Washington, D.C. startup incubator 1776 is boosting its international presence with a new space for member startups in Dubai. The campus will be part of the new Dubai Museum of the Future Foundation, created by the United Arab Emirates to support new innovation in the country.

"His Highness Sheikh Mohammed [bin Rashid Al Maktoum, prime minister of the United Arab Emirates] has really set a tone where the future of Dubai rests on attracting knowledge workers and boosting innovation," 1776 co-founder Evan Burfield told DC Inno in an interview. "There's this understanding that Dubai really has to commit to being the city of the future."

The partnership includes both a physical space for events and where startups can work and an advisory role by 1776 to help the UAE come up with a regulatory system to encourage new innovation. 1776 started talking to the UAE about this arrangement around the time 1776 held its Challenge Cup event in Dubai last year.

This news comes just a couple of weeks after 1776 announced a $7.2 million investment from a group of investors including Steve and Jean Case and led by the Pepper Group, an Australian technology investment firm. That money now has a whole new country to work in. And it brings the global ambitions that 1776 co-founder Donna Harris talked to DC Inno about last year a lot closer to reality.

Dubai makes a lot of sense as the place for that growth according to Burfield. The government and business community there are looking to solve the same problems that 1776 has laid out as the ones for its member companies to solve, and the campus itself is central both physically and culturally much the way that 1776 was set up very deliberately just a few blocks from the White House.

"Dubai is constantly experimenting and innovating. It's inspiring and exciting to us," Burfield said. "They're looking for innovations in healthcare, education, transportation and smart cities, space, energy. Really, it could not align more perfectly with us."

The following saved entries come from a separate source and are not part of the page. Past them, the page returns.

PR #309, opened 2021-01-22
Fix unrecognized path

### LINKED ISSUE #308: Unable to recognize first level directory with search wildcard ">" or "*"
When I search with "D:\>flow", the generated query is `SELECT TOP 100 "System.FileName", "System.ItemUrl", "System.ItemType", "System.ItemPathDisplay" FROM "SystemIndex" WHERE (Scope = 'file:D:/' OR CONTAINS(System.FileName,'"D:\"',2052)) AND System.FileName > 'flow' AND scope='file:'`, which doesn't give me the correct result I want.

I don't understand why we use `System.FileName > flow` as condition instead of CONTAINS(System.FileName, "flow"), and the extra `scope='file:'" is redundent.

Also, we should also make the folder result appears earlier similar to the search without index.

taooceros:
fix #308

"Dubai is constantly experimenting and innovating."

Burfield wouldn't reveal any financial details, referring to it as a strategic partnership rather than as any kind of space rental or other arrangement. He said that this is only a first step in the longer term plan for an international presence for 1776, something implied in the some of 1776's other recent moves like hiring former CNN reporter Erin McPike as communications director. And of course there are a lot of possibilities inherent in having a place in Dubai as well.

"It's a different culture and they are finding answers through a new lens," Burfield said. "They're committed to coming up with ideas for sustainability, planning for a post-oil future. Dubai is a great start for our international program to grow."